Thoughts on World Soil Day

In our rush to get a sound bite from Charles Darwin’s lifetime of work, we missed something – we got it wrong, or just heard it wrong. 

STRONGER TOGETHER

By an overwhelming majority, the winners and losers on this planet are not determined by “survival of the fittest” but rather by “survival of those who fit". The difference is profound. The individual success of most creatures living in our world is not based on Confrontation – but on Collaboration. And the worldwide symbiosis between plants and the soil microbiome is the best example of this.


Most of us are oblivious to what’s happening beneath our feet. We can be forgiven for this oversight; after all, it’s dark and damp and chilly down there - it just doesn’t seem that hospitable – right? And yet, an overwhelming number of species (most of the biodiversity on Earth) is content and at home down there; out of sight, in the thin layer of soil beneath your feet!


There are more organisms in a single teaspoon of healthy soil than every person living on Earth today.
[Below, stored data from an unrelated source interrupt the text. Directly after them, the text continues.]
PR #34376, opened 2024-07-17
Prefix `InteractionModel` namespace with `protocols`

andy31415:
These are naming changes in preparation for #34288 - as these are not direct code/functionality changes but rather resolving namespace conflicts.

### DIFF
--- a/src/app/tests/suites/commands/interaction_model/InteractionModel.cpp
+++ b/src/app/tests/suites/commands/interaction_model/InteractionModel.cpp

But what are they all doing down there?


The countless organisms that inhabit healthy soils nurture all plants - and plants are the life-sustaining food for everything else living above grade on this planet – including you and me. The living world we see with our eyes would not (could not) exist without the constant toil of the unseen microbial world below our feet.

THE CYCLE OF LIFE & THE G.O.A.T SUPERPOWER 

Plants rely on microbes, fungi, and tiny soil fauna to make nutrients, water and soil air available (as required) for their growth, health, and productivity. But where do these helpful soil denizens get their food - what’s in it for them? How are they content to live down there, toiling away in obscurity? The soil microbiome sustains plant life, but what is sustaining the soil microbiome? The answer is beautiful, efficient, sustainable, and elegantly simple; plants feed the soil microbiome, and in return, the microbiome feeds plants And in that process, the thing we call soil is built.
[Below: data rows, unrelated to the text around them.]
PR #34377, opened 2024-07-17
Introduced a python script (execute_python_tests.py) that automates the execution of python test scripts within the python_testing directory

vatsalghelani-csa:
Work for Issue #31317 

Follow up to PR #34322 

PR 12 - This PR introduces a python script (execute_python_tests.py) that automates the execution of python test scripts within the python_testing directory. By utilizing glob to identify all .py files and excluding support/non-app specific tests.


src/python_testing/execute_python_tests.py
```diff
@@ -0,0 +1,92 @@
...
+
+# Define the directory to search for Python scripts
+search_directory = "src/python_testing"
+
+# Define the files and patterns to exclude
+excluded_patterns = [
+    "MinimalRepresentation.py",
+    "TC_ACL_2_2.py",
+    "TC_CNET_4_4.py",
+    "TC_DGGEN_3_2.py",
```
andy31415, line 47: why are these TC_* excluded?

We need some explanation - I believe it may have to do with test binaries not being able to support them, however it would be nice to have a comment for each (or for a group like the support/test ones) explaining the reasoning.

@cecille do you happen to have a TLDR for some of them?

src/python_testing/execute_python_tests.py
```diff
@@ -0,0 +1,92 @@
...
+
+# Get all .py files in the directory
+all_python_files = glob.glob(os.path.join(search_directory, "*.py"))
+
+# Filter out the files matching the excluded patterns
+python_files = []
+for file in all_python_files:
+    exclude = False
+    for pattern in excluded_patterns:
+        if glob.fnmatch.fnmatch(os.path.basename(file), pattern):
```
andy31415, line 82: why fnmatch? if you make the excluded_patterns a set (via `{....}`) then you may be able to do: `if os.path.basename(file) in excluded_patterns:` which is more readable.

src/python_testing/execute_python_tests.py
```diff
@@ -0,0 +1,92 @@
...
+            exclude = True
+            break
+    if not exclude:
+        python_files.append(file)
+
+# Run each script with the base command
+for script in python_files:
+    full_command = f"{base_command} --load-from-env /tmp/test_env.yaml --script {script}"
+    print(f"Running command: {full_command}")
+    subprocess.run(full_command, shell=True)
```
andy31415, line 92: did you check what happens if a test fails? I.e. do we need `check=True` here in order to fail the execution if something fails?

src/python_testing/execute_python_tests.py
```diff
@@ -0,0 +1,92 @@
...
+    for pattern in excluded_patterns:
+        if glob.fnmatch.fnmatch(os.path.basename(file), pattern):
+            exclude = True
+            break
+    if not exclude:
+        python_files.append(file)
+
+# Run each script with the base command
+for script in python_files:
+    full_command = f"{base_command} --load-from-env /tmp/test_env.yaml --script {script}"
```
andy31415, line 90: how do we know `/tmp/test_env.yaml` is the correct path? Please use arguments.

src/python_testing/execute_python_tests.py
```diff
@@ -0,0 +1,92 @@
...
+
+
+# Load environment variables from test_env.yaml
+load_env_from_yaml('/tmp/test_env.yaml')
+
+# Define the base command to run tests
+base_command = "./scripts/tests/run_python_test.py"
+
+# Define the directory to search for Python scripts
+search_directory = "src/python_testing"
```
andy31415, line 40: use arguments with defaults.

src/python_testing/execute_python_tests.py
```diff
@@ -0,0 +1,92 @@
...
+def load_env_from_yaml(file_path):
+    with open(file_path, 'r') as file:
+        for line in file:
+            if line.strip():  # Skip empty lines
+                key, value = line.strip().split(': ', 1)
+                os.environ[key] = value
+
+
+# Load environment variables from test_env.yaml
+load_env_from_yaml('/tmp/test_env.yaml')
```
andy31415, line 34: do not hardcode paths.

src/python_testing/execute_python_tests.py
```diff
@@ -0,0 +1,92 @@
...
+
+# Function to load environment variables from a YAML file
+
+
+def load_env_from_yaml(file_path):
+    with open(file_path, 'r') as file:
+        for line in file:
+            if line.strip():  # Skip empty lines
+                key, value = line.strip().split(': ', 1)
+                os.environ[key] = value
```
andy31415, line 30: why do we do this? What is the purpose of this yaml.

andy31415 (changes requested):
Please cleanup the PR:

- [x] use arguments instead of hardcoding paths (you can have defaults for things)
- [x] do not assume `current directory`. For file paths use the directory of __file__ to figure out chip_root
- [x] explain the "move yaml into os.environ" if you really need it. That one looks odd as the previous code did not need it
- [x] ensure that this script will fail if a test execution fails
- [x] add explanations for excluded files

src/python_testing/execute_python_tests.py
vatsalghelani-csa: For why I excluded: I just excluded the list of tests from the tests.yaml block which were not the app tests or being run through that block of tests mentioned.

src/python_testing/execute_python_tests.py
vatsalghelani-csa: Fixed.

src/python_testing/execute_python_tests.py
vatsalghelani-csa: Fixed.

src/python_testing/execute_python_tests.py
vatsalghelani-csa: Fixed.

src/python_testing/execute_python_tests.py
vatsalghelani-csa: Fixed.

src/python_testing/execute_python_tests.py
vatsalghelani-csa: Fixed.

src/python_testing/execute_python_tests.py
vatsalghelani-csa: Fixed.

src/python_testing/execute_python_tests.py
```diff
@@ -0,0 +1,116 @@
...
+#    See the License for the specific language governing permissions and
+#    limitations under the License.
+#
+
+import argparse
+import glob
+import os
+import subprocess
+
+# Function to load environment variables from a YAML file
```
cecille, line 23: This comment isn't quite true

vatsalghelani-csa: Fixed.

vatsalghelani-csa:
@cecille - We might either need to exclude TC_VALCC* and TC_BOOLCFG* tests or need to add the necessary arguments patterns as per the new design in those tests scripts. This tests were not part of the tests.yaml block script that is executing or were also not defined in the tests.yaml to run earlier.

Since I see the CI checks too failed in REPL Tests - Linux (Run Tests section) with the below error:
```
Exception: No valid runs were found. Make sure you add runs to your file, see https://github.com/project-chip/connectedhomeip/blob/master/docs/testing/python.md document for reference/example.
.
subprocess.CalledProcessError: Command '/__w/connectedhomeip/connectedhomeip/scripts/tests/run_python_test.py --load-from-env /tmp/test_env.yaml --script src/python_testing/TC_VALCC_3_4.py' returned non-zero exit status 1.
.
Running command: /__w/connectedhomeip/connectedhomeip/scripts/tests/run_python_test.py --load-from-env /tmp/test_env.yaml --script src/python_testing/TC_VALCC_3_4.py
Error: Process completed with exit code 1.
```

Though I see other tests following the pattern succeeded, like Executing TC_OVENOPSTATE_2_2.py, TC_ACE_1_3.py, and test_scripts/mobile-device-test.py...

Apollon77:
@cecille Please also make sure that the other parameters can be set here, like it was on "executing the runners normally" because matter.js would also like to use this but here we need to be able to exchange at minimum the "app location" of the DUT. I think we only need the "--app" one especially  currently.

In general see https://github.com/project-chip/matter.js/blob/main/.github/workflows/chip-tool-tests.yml#L337

Apollon77:
@vatsalghelani-csa I could also imagine to have an optional "config file" per test (same name with different extension or one config file with infos per test) to include special execution parameters to be used too

cecille:
The errors are pretty good about telling you what's missing. Ex.

Details=PIXIT.BOOLCFG.TEST_EVENT_TRIGGER_KEY must be included on the command line in the --hex-arg flag as PIXIT.BOOLCFG.TEST_EVENT_TRIGGER_KEY:<key>, e.g. --hex-arg PIXIT.BOOLCFG.TEST_EVENT_TRIGGER_KEY:000102030405060708090a0b0c0d0e0f, Extras=None

so...that needs to be added.

cecille:
@Apollon77 - we can consider that as a follow up. I think it'll probably end up in the metadata parser, which is not yet in its final form.

andy31415 (approved):

andy31415:
> @cecille Please also make sure that the other parameters can be set here, like it was on "executing the runners normally" because matter.js would also like to use this but here we need to be able to exchange at minimum the "app location" of the DUT. I think we only need the "--app" one especially currently.
> 
> In general see https://github.com/project-chip/matter.js/blob/main/.github/workflows/chip-tool-tests.yml#L337

the metadata loader currently uses a `yaml` file for the environment to run under to pick its parameters (in particular app locations). In this case matter.js could pick different application paths as needed.

andy31415:
> @vatsalghelani-csa I could also imagine to have an optional "config file" per test (same name with different extension or one config file with infos per test) to include special execution parameters to be used too

I would prefer to not separate data as much as possible, this is why we currently have the config in the test itself (which makes a copy & paste trivially work).

The alternative considered is having a separate config where the metadata loads from, that contains everything. Either way, I very much prefer to limit the number of files and locations changes occur. One of the challanges we are trying to fix was that `tests.yaml` essientially contained configs for things under `src/python` so anyone wanting to just run a test was unable without seeing how tests.yaml is setup (also very easy to miss updating tests.yaml and not have some tests in CI).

Green plants possess the greatest superpower in the known universe. Plants alone can capture the energy of photons from sunlight and use that never-ending power source to synthesize carbohydrates from carbon dioxide and water. Photosynthesis is the GOAT skill, and plants have been perfecting it for millions of years here on our planet. Every plant (from a rudbeckia to a redwood) produces so much sugar in the chlorophyll in their leaves that there is always more than they need – what do they do with that surplus?

NATURE'S PERFECT PARTNERSHIP

As you and I know, you can’t live on sugar alone – neither can plants. They need more than a dozen macro and micronutrients to build cells, fight-off pathogens, resist environmental stresses, reproduce, and power photosynthesis. Where and how do plants get the nutrients they need (beyond the sugar they make)? If plant roots (as we may have been told) simply extract what they need from the soil – then clearly, at some point, everything they need will be exhausted. That ‘use it up until it’s all gone’ idea doesn’t seem sustainable - doesn't seem natural. There must be more to this, and the surplus sugar plants create is the key.


Here’s the simple solution that Nature has perfected over time. The plumbing in plants has evolved to pump the surplus sugar created in leaves down into the roots via a thin layer of specialized cells just below the bark: the phloem. Via this network of specialized cells, surplus sugar from the leaves is delivered down into the roots, where it is exuded into the soil to feed selected specialist microbes and fungi. And there in the dark, these well-fed microbes go about sourcing (or converting from raw materials) all the macro and micronutrients that their plant benefactors need. A profound, beautiful, and efficient partnership; a symbiosis between solar-powered plants and an army of microbes and fungi (who will never see the sun) sustains all the life on Earth that we see around us daily.

A GRAND COLLABORATION

Using their surplus carbohydrate as currency, plants establish many partnerships in the soil; one of the most essential is the symbiosis with a group of specialized soil explorers called mycorrhizal fungi. At the invitation of the plant, mycorrhiza hook-up to the roots. Supplied with carbohydrate energy from the root, the filaments (hyphae) of mycorrhizal fungi rapidly expand into the soil - creating a living pipeline to and from the root. In exchange for a sugar meal, mycorrhizal fungi deliver the water and nutrients their plant host needs. And unless the soil is disturbed, this partnership will remain permanent.


It makes for compelling Discovery Channel content to watch an apex predator strut and fret his hour upon the stage. But when the dust settles, perhaps it’s wise to consider that none of that drama could play out were it not for the unseen and unheard labours of our world’s majority of inhabitants. Without the Earth’s great and silent soil collaborators, there would be no stage for us to strut or fret upon.


Tread carefully - an entire universe of life silently supports your every step.